Below is the script I am working with. For practice, I've created two sets of dataframes, one set of df1,df2,and df3, and another set of dv1,dv2, and dv3. I then created two sets of lists, test and test2, which then combined as zip_list. Now, I am trying to create a loop function that will do the following. 1. Set index and create keys = 2022 and 2021. 2. Swap level so the columns are next to each other. The loop function works but gets only applied to only the first dataframe. Without calling each dataframe one by one, how can I apply it to the whole dataframes that are found in the zipped_list?
import pandas as pd
#Creating a set of dataframes
data = {'product_name': ['laptop', 'printer', 'tablet', 'desk', 'chair'],'item_name': ['hp', 'logitech', 'samsung', 'lg', 'lenovo'],
'price': [1200, 150, 300, 450, 200]}
df1 = pd.DataFrame(data)
data2 = {'product_name': ['laptop', 'printer', 'tablet', 'desk', 'chair'],'item_name': ['hp', 'mac', 'fujitsu', 'lg', 'asus'],
'price': [2200, 200, 300, 450, 200]}
df2 = pd.DataFrame(data2)
data3 = {'product_name': ['laptop', 'printer', 'tablet', 'desk', 'chair'],'item_name': ['microsoft', 'logitech', 'samsung', 'lg', 'asus'],
'price': [1500, 100, 200, 350, 400]}
df3 = pd.DataFrame(data3)
#Creating another set of dataframes
data = {'product_name': ['laptop', 'printer', 'tablet', 'desk', 'chair'],'item_name': ['hp', 'logitech', 'samsung', 'lg', 'lenovo'],
'price': [10, 20, 30, 40, 50]}
dv1 = pd.DataFrame(data)
data2 = {'product_name': ['laptop', 'printer', 'tablet', 'desk', 'chair'],'item_name': ['hp', 'mac', 'fujitsu', 'lg', 'asus'],
'price': [10, 20, 30, 50, 50]}
dv2 = pd.DataFrame(data2)
data3 = {'product_name': ['laptop', 'printer', 'tablet', 'desk', 'chair'],'item_name': ['microsoft', 'logitech', 'samsung', 'lg', 'asus'],
'price': [1, 2, 3, 4, 5]}
dv3 = pd.DataFrame(data3)
#creating a list for dataframe
test=[df1,df2,df3]
test2=[dv1,dv2,dv3]
#combining two lists
zipped = zip(test, test2)
zipped_list = list(zipped)
#Looping through the zipped_list
for x,y in zipped_list:
z=pd.concat([zipped_list[0][0].set_index(['product_name','item_name']), zipped_list[0][1].set_index(['product_name','item_name'])],
axis='columns', keys=['2022', '2021'])
z=z.swaplevel(axis='columns')[zipped_list[0][0].columns[2:]]
print(z)
In addition to this dataframe, there should be two more.

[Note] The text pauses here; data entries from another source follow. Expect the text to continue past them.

PR #109, opened 2021-08-10
[protocol] Enable zero-copy deserialization for protocol parsers

mcy:
This PR is somewhat complex, since significant plumbing needed to be done:
- First, add the `ReadZero` trait, which is analogous to the `Flash::read_direct()` function.
- Pipe `ReadZero`'s lifetime parameter through `HostPort`.
- Refactor `FromWire` to take `ReadZero`. This required doing some slightly nasty things to some tests; the tests are fine but the helpers are a bit silly. The `handler.rs` tests could use some love.

This required some substantial refactoring (most of which, thankfully, I did with a script). I can break this CL up into separate commits if desired.


src/io/read.rs
```diff
@@ -26,24 +38,89 @@ pub trait Read {
...
+impl<R: Read + ?Sized> ReadInt for R {}
+
+/// A [`Read`] that can zero-copy read data of a particular lifetime.
+///
+/// Most implementations can get away with `impl ReadZero<'_> for MyReader {}`.
+///
+/// # Safety
+///
+/// Buffers returned by `read_direct` must observe the alignment requirements
+/// requested of them. The default implementation does this automatically.
```
jrvanwhy, line 67: "the alignment requirements requested of them" is vague. How about "Buffers returned by `read_direct` must have the size and alignment specified by `layout`".

src/io/read.rs
```diff
@@ -26,24 +38,89 @@ pub trait Read {
...
+    fn read_le<I: LeInt>(&mut self) -> Result<I, io::Error> {
         I::read_from(self)
     }
 }
-assert_obj_safe!(Read);
 
-impl<R: Read + ?Sized> Read for &'_ mut R {
+impl<R: Read + ?Sized> ReadInt for R {}
+
+/// A [`Read`] that can zero-copy read data of a particular lifetime.
```
jrvanwhy, line 60: I think the wording here is misleading. They way I read it, it sounds like every instance of `ReadZero` can perform zero-copy reads, which is not the case. `ReadZero` provides an interface that supports, but does not guarantee, zero-copy reads.

The function comment on `read_direct` has the same issue. When I see `Attempts to perform a "direct read" with the given layout`, I assume that if a direct read isn't possible the read will fail, not fall back to a copying read.

jrvanwhy (approved):

PR #113, opened 2021-08-30
[protocol] Fix a build error in some configurations

mcy:
The failure is inside of a `protocol` macro, which is likely because I merged a contributor's PR in a bad way that CI failed to catch. See:
```rust
error: expected identifier
  --> src/protocol/macros.rs:89:13
   |
89 |               $field_vis $field: $field_ty,
   |               ^^^^^^^^^^
   | 
  ::: src/protocol/get_host_state.rs:63:1
   |
63 | / make_fuzz_safe! {
64 | |     /// The [`GetHostState`] response.
65 | |     #[derive(Clone, Copy, PartialEq, Eq, Debug)]
66 | | #[cfg_attr(feature = "serde", derive(Serialize, Deserialize))]
...  |
69 | |     }
70 | | }
   | |_- in this macro invocation
```

GH's presubmits seem to be more of a suggestion than a hard guardrail sometimes...

Signed-off-by: Miguel Young de la Sota <mcyoung@google.com>

### DIFF
--- a/src/protocol/get_host_state.rs
+++ b/src/protocol/get_host_state.rs
@@ -23,7 +23,7 @@ use libfuzzer_sys::arbitrary::{self, Arbitrary};
 #[cfg(feature = "serde")]
 use serde::{Deserialize, Serialize};
 
-/// A command for requesting the host reset state
+/// A command for requesting the host reset state.
 ///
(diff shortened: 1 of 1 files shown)


jrvanwhy (approved):
Can you post the error message that this resolves, perhaps as a PR comment?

CodePudding user response:
To apply the loop to all the dataframes in zipped_list, you can use enumerate to get the index of each dataframe in the list and access it accordingly within the loop. Here's an example:
#Looping through the zipped_list
for i, (x, y) in enumerate(zipped_list):
z = pd.concat([zipped_list[i][0].set_index(['product_name','item_name']), zipped_list[i][1].set_index(['product_name','item_name'])],
axis='columns', keys=['2022', '2021'])
z = z.swaplevel(axis='columns')[zipped_list[i][0].columns[2:]]
print(z)
This should apply the operations to all dataframes in zipped_list. Note that you need to add the i variable to access the correct dataframe in zipped_list. Also, you need to print z for each iteration of the loop to see the result for each dataframe.